**TASK BRIEF**
Could you reproduce, word for word, everything below from the line containing "I would love" down to the line containing "Yeah, I hadn't", with both of those lines included and no others?
· · · · ·
Issue #55, opened 2017-04-26
Add links support


rkoster:
It would be nice if the haproxy-boshrelease would consume links [just like the haproxy from cf-release](https://github.com/cloudfoundry/cf-release/blob/master/jobs/haproxy/spec#L18-L25).

lcacciagioni:
@rkoster Is the ssh port hardcoded in [here](https://github.com/cloudfoundry/cf-release/blob/master/jobs/haproxy/templates/haproxy.conf.erb#L92)? Is that right?

geofffranks:
I'd like to keep this release cf-agnostic, since it's not always deployed in front of it. The equivalent of the router link should probably be something like `http_backend`, and consume the port to send backend requests to as well.

For the ssh-proxy, that typically goes in the tcp-backends section, though I'm not aware of any feature to have an arbitrary array of links being consumed to set up multiple tcp-backends. You could always make use of the `ssh-proxy.service.cf.internal` hostname as the backend server, or potentially we could add an arbitrary number (5? 10?) of tcp-backend links that get processed, though the links would likely need to include some sort of way to map to configuration saying what the frontend port is,  and ssl settings for the frontend/backend

geofffranks:
Closed via #56

PR #56, opened 2017-05-03
Links 

rkoster:
This PR addresses: https://github.com/cloudfoundry-incubator/haproxy-boshrelease/issues/55.
I would have liked this PR to be more generic, however I was unable to find a way to consume links with conflicting link types.

### DIFF
--- a/jobs/haproxy/spec
+++ b/jobs/haproxy/spec
@@ -16,7 +16,16 @@ templates:
   backend-ca-certs.erb:      config/backend-ca-certs.pem
   helpers/ctl_setup.sh:      helpers/ctl_setup.sh
   helpers/ctl_utils.sh:      helpers/ctl_utils.sh
-  properties.sh.erb:    data/properties.sh
+  properties.sh.erb:         data/properties.sh
+
+consumes:
+  - name: http_backend
+    type: http_backend
+    optional: true
+
+  - name: tcp_backend
+    type: tcp_backend
+    optional: true
 
 properties:
   ha_proxy.syslog_server:
--- a/jobs/haproxy/spec
+++ b/jobs/haproxy/spec
@@ -24,7 +24,7 @@ consumes:
     optional: true
 
   - name: tcp_backend
-    type: tcp_backend
+    type: ssh_proxy
     optional: true
 
 properties:
@@ -174,6 +174,8 @@ properties:
                                  # Setting `verify` requires `ha_proxy.backend_ca_file` key to be set.
           backend_verifyhost: example.com # optional - hostname to verify in the x509 certificate subject for SSL-enabled backend servers
                                           # only used if backend_ssl: `verify` is set
+  ha_proxy.tcp_link_port:
+    description: "Port haproxy should listen on when using the tcp_backend link"
   ha_proxy.resolvers:
     description: "List of DNS servers"
     example:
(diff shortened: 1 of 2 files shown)


jobs/haproxy/spec
```diff
@@ -165,6 +174,8 @@ properties:
                                  # Setting `verify` requires `ha_proxy.backend_ca_file` key to be set.
           backend_verifyhost: example.com # optional - hostname to verify in the x509 certificate subject for SSL-enabled backend servers
                                           # only used if backend_ssl: `verify` is set
+  ha_proxy.tcp_link_port:
+    description: "Port haproxy should listen on when using the tcp_backend link"
```
geofffranks: Shouldn't this be something we pull from the link itself?

rkoster:
I would love to, however at this point the diego release is not exposing this property:
https://github.com/cloudfoundry/diego-release/blob/develop/jobs/ssh_proxy/spec#L13-L15 <https://github.com/cloudfoundry/diego-release/blob/develop/jobs/ssh_proxy/spec#L13-L15>
I have tried specifying link properties (http://bosh.io/docs/links-manual.html <http://bosh.io/docs/links-manual.html>) but this is not allowed when also doing normal linking..

geofffranks:
Yeah, I hadn't yet gotten to the part where you try to use the link then fail-over. It's all good.

Though looking at the bosh.io <http://bosh.io/> docs, the way you're calling p() isn't mentioned (to provide a default if not present). I assume it works, since you were testing with diego not providing the property, right?

rkoster:
@geofffranks [here](https://github.com/cloudfoundry/bosh/blob/master/src/bosh-template/lib/bosh/template/evaluation_context.rb#L65-L70) you can find defaults for `p()`.

geofffranks:
Thanks!

geofffranks:
Soon as release notes get through CI

rkoster:
nice!

ematpl:
Hey, @geofffranks, I'm a little surprised that you accepted this PR with the `tcp_backend` link as type `ssh_proxy` instead of as a more generic identifier, given that it's still essentially specific to the [`ssh_proxy` job in diego-release](https://github.com/cloudfoundry/diego-release/blob/v1.22.0/jobs/ssh_proxy/spec#L13-L15). I'd be open to having that job in diego-release provide a separate link type (say, `tcp-backend`) if it allows the HAProxy release to be more generic. Along those lines, it also seems like it would be beneficial to supply the backend port in the link: the template is looking for it at the reasonable location of `port`, but unfortunately the `ssh_proxy` job embeds that port in its [`diego.ssh_proxy.listen_addr` property](https://github.com/cloudfoundry/diego-release/blob/v1.22.0/jobs/ssh_proxy/spec#L25-L27), and BOSH links don't yet offer a mechanism to rename or otherwise manipulate properties in the providing job to different properties in the link. That said, I'm starting to consider how to de-namespace and simplify the diego-release job properties now that BOSH recommends scoping the properties in a manifest to each job in an instance group, and it would be reasonable there to extract that port into a separate property (say, `port` or `server_port`) that would be more natural to include in the links that job provides.  

Also pinging @cppforlife and @Amit-PivotalLabs for any suggestions they may have on link design and/or potential forthcoming link capabilities.

Thanks again,
Eric

PR #58, opened 2017-05-29
Enable ha proxy to have bind ip

datianshi:
I would like to build VM with multiple ethernet. But did not find option to bind a specified IP. So provided this property


geofffranks:
@datianshi can you add the bind IP support to the 4443 frontend + the frontends for the tcp mode?

shinji62:
Agree with @geofffranks `all or nothing` :)

datianshi:
@geofffranks  Added the binding IP to 4443. Also squashed with previous commit.
Thanks

geofffranks:
@datianshi how about the `bind` directive for `tcp-frontend-*`?

datianshi:
sorry missed the tcp mode... already changed the commit and squashed @geofffranks

geofffranks:
👍 thanks!

PR #59, opened 2017-06-23
Adding support for the tcp backend_port setting in non-statically mapped backends

freynca:
Signed-off-by: Josh Winters <jwinters@pivotal.io>

### DIFF
--- a/jobs/haproxy/templates/haproxy.config.erb
+++ b/jobs/haproxy/templates/haproxy.config.erb
@@ -280,7 +280,7 @@ if_link("tcp_backend") do |tcp_backend|
     "name" => tcp_backend.instances.first.name || "link",
     "backend_servers" => tcp_backend.instances.map(&:address),
     "port" => tcp_backend.p("port", p("ha_proxy.tcp_link_port")),
-    "backend_port" => p("ha_proxy.backend_port")
+    "backend_port" => tcp_backend.p("backend_port", p("ha_proxy.tcp_link_port"))
   }
 end %>
 <% tcp.each do |tcp_proxy| %>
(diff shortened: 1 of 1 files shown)


geofffranks:
Seems like this would set the backend_port for tcp backends using links to the same port as the http backends, rather than the inbound port, would it not?

So, for the case of ssh_proxy on port 2222, the link provides 2222, and which haproxy would listen on, but then send traffic to 80 (default `http.backend_port` value) due to https://github.com/cloudfoundry-incubator/haproxy-boshrelease/blob/master/jobs/haproxy/templates/haproxy.config.erb#L302-L305

freynca:
@geofffranks The purpose of the change is to allow port remapping for TCP connections when links are used. Currently, the only way to populate the `backend_port` setting in TCP mode is with static mapping (https://github.com/cloudfoundry-incubator/haproxy-boshrelease/blob/master/jobs/haproxy/spec#L177). Is there a better way of doing remapping/forwarding?

geofffranks:
Currently, the behavior for tcp frontend/backends is as follows:

If a link is detected, add an item to the list of TCP backends using the IPs of the link for backend hosts, and its provided port for a front/backend port. When iterating over all tcp backends defined, prefer the `backend_port` property of the individual backend, if specified. Otherwise use the `port` for both frontend and backend.

If you have a link that does not provide a port, the `ha_proxy.tcp_link_port` value will be used, and this is the port used for front/backend configuration. 

Are you trying to configure something with a link that does not provide a port, and you need differing frontend and backend ports?

freynca:
The link may provide a [frontend] `port`, but it does not provide a `backend_port`, which is what we're looking to configure. Our attempt at adding `backend_port` as a custom property to the link in the underlying release did not work. We're using HAproxy as a TCP passthrough to a back-end service, with differing frontend/backend ports.

geofffranks:
The port property from the link doesn't advertise the port on which the IPs included in the link are listening on?

freynca:
Fixed - see https://github.com/cloudfoundry-incubator/haproxy-boshrelease/pull/59/commits/00ad2faf6df1053e7602d712792784df506e3d95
· · · · ·
**YOUR SOLUTION**
I would love to, however at this point the diego release is not exposing this property:
https://github.com/cloudfoundry/diego-release/blob/develop/jobs/ssh_proxy/spec#L13-L15 <https://github.com/cloudfoundry/diego-release/blob/develop/jobs/ssh_proxy/spec#L13-L15>
I have tried specifying link properties (http://bosh.io/docs/links-manual.html <http://bosh.io/docs/links-manual.html>) but this is not allowed when also doing normal linking..

geofffranks:
Yeah, I hadn't yet gotten to the part where you try to use the link then fail-over. It's all good.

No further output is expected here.